Bad Week To Quit Drinking

Angelenos, buckle your chinstraps. It is going to be wild week. Tonight: green tea, a sensible dinner and 8 hours shut-eye because tomorrow the mayhem begins. Tomorrow is Fat Tuesday and you know what that means. The best place to spend Mardi Gras if you are over 30 is Cafe Boogaloo in Hermosa Beach. I know it sounds like I am making this up but they have got some of the best food in the South Bay. Afterwards, head down the pier to Dragon and say hello to my sister (Hi Meghan!). Wednesday the Cajun craziness continues as friends from New Orleans arrive to teach us left coasters a thing or two about hurricanes. Thursday night casa Mick welcomes the Saucy Canadian from the Great White Naughty. All of which is prelude to 4 shows by the legendary O.C. self-destructoids Smogtown (whose death I prematurely eulogized in the liner notes of what was supposed to be their last record. Investor alert: order the vinyl). Now the beach city butchers are back and more dangerous than ever, if only to themselves.
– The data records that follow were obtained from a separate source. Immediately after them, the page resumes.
PR #513, opened 2021-01-28
Initial Work To Support Recursion Schemes

adamgfraser:


regiskuckaertz:
This is great! I forgot to say that I explored the divariant encoding. It went well, I had both covariant, contravariant and divariant recursion schemes working ... but only on invariant type constructors. The problem is that in practice, divariant recursion is not very useful, except is some edge case like HOAS and some such. It _may_ be of use for zio-codec though. But there are major caveats explained [here](http://comonad.com/reader/2008/rotten-bananas/).

core/shared/src/main/scala/zio/prelude/recursive/Coalgebra.scala
```diff
@@ -0,0 +1,27 @@
+package zio.prelude.recursive
+
+import zio.prelude._
+
+sealed trait Coalgebra[Case[+_], A] extends (A => Case[A]) { self =>
+
+  def zipWith[B](that: Coalgebra[Case, B])(implicit both: AssociativeBoth[Case]): Coalgebra[Case, (A, B)] =
```
sideeffffect, line 7: Else where we use `zipWith` for zipping other data structure _with some function_. Could we name this `contrazip`, `cozip` or something like that? :thinking: 

I'm not really sure, just thinking out loud.

sideeffffect (dismissed):
A small clashing of names, but I don't have a clearly better name myself :shrug:

core/shared/src/main/scala/zio/prelude/recursive/Coalgebra.scala
adamgfraser: Oh I think we should just rename it `zip`.

sideeffffect: We won't have an object which is an instance of both algebra and co-algebra, so there's no risk of a clash, right?

adamgfraser: Right.

sideeffffect (approved):

core/shared/src/main/scala/zio/prelude/recursive/Algebra.scala
```diff
@@ -0,0 +1,27 @@
+package zio.prelude.recursive
+
+import zio.prelude._
+
+sealed trait Algebra[Case[+_], A] extends (Case[A] => A) { self =>
```
jdegoes, line 5: I'd suggest we call this `Folder`, because while it is an algebra, it is only an algebra in the sense of "algebraic data type", e.g. sum and product. Whereas, if we call it `Folder`, we can describe it as something that folds all the cases to an `A`.

core/shared/src/main/scala/zio/prelude/recursive/Coalgebra.scala
```diff
@@ -0,0 +1,27 @@
+package zio.prelude.recursive
+
+import zio.prelude._
+
+sealed trait Coalgebra[Case[+_], A] extends (A => Case[A]) { self =>
```
jdegoes, line 5: `Unfolder`

core/shared/src/main/scala/zio/prelude/recursive/Recursive.scala
```diff
@@ -0,0 +1,33 @@
+package zio.prelude.recursive
+
+import zio.prelude._
+
+final case class Recursive[Case[+_]](caseValue: Case[Recursive[Case]]) {
```
jdegoes, line 5: Very nicely done!

adamgfraser:
@jdegoes I like it! So much easier to understand!

jdegoes (approved):

PR #233, opened 2020-02-06
fix: include IAM into common services to ignore, refactor the code

alexander-fenster:
One more attempt to fix the common services problem properly. This time, let's move all the similar checks into one place (a public static method of the `API` class).


alexander-fenster:
@xiaozhenliu-gg5 That's right. After talking to @summer-ji-eng here (about monitoring API) I'm starting to think that it makes sense to let the generator know of any exceptions (like, "do not exclude IAM now"). We can implement it separately if we need it.

PR #234, opened 2020-02-06
fix: pass x-goog-request-params to streaming methods

alexander-fenster:
Turns out BigQuery Storage API actually cares about the `x-goog-request-params` being passed for all methods, including streaming.

Cc: @steffnay


alexander-fenster:
No special considerations, just a bug :)  All APIs tend to ignore this `x-goog-request-params`, but the BigQuery Storage API actually requires that header to be present and fails if it's not there.

PR #235, opened 2020-02-07
fix: client streaming do not have request

alexander-fenster:
This fixes the problem @hkdevandla just found with the Showcase Messaging API. The problem is not shown by our existing tests but in Messaging API we had a client streaming method that had a request parameter (which did not make any sense because client streaming methods have no request object).

@xiaozhenliu-gg5 Maybe we can add Messaging API to the Showcase tests as well?  If we add those protos to our Showcase folder it will give us better coverage almost for free.

Introduced today by me in #234 :)


alexander-fenster:
I just figured that bidi streaming APIs are also affected. Luckily, only those that have http headers set are affected (I'm guessing, that's just one call in Firestore). Anyway, I have just updated the PR to fix for bidi streaming APIs as well. @xiaozhenliu-gg5  can you take a look please?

Smogtown is part Repo Man, part FIRPO and 100% punk rock. Costa Misery, Long Beach, Pomona, and Hollyweird: careful be very; the fuhrers of domesticviolenceland are coming. And if you needed another reason to come witness the latest and greatest installment of Vermin on the Mount in Chinatown on Sunday, it is only Chinese-freaking-New Year. Whether you prefer to sit at it, dance on it, or sleep under it, it is time to belly up, ladies and gentlemen, and shake your firecrackers.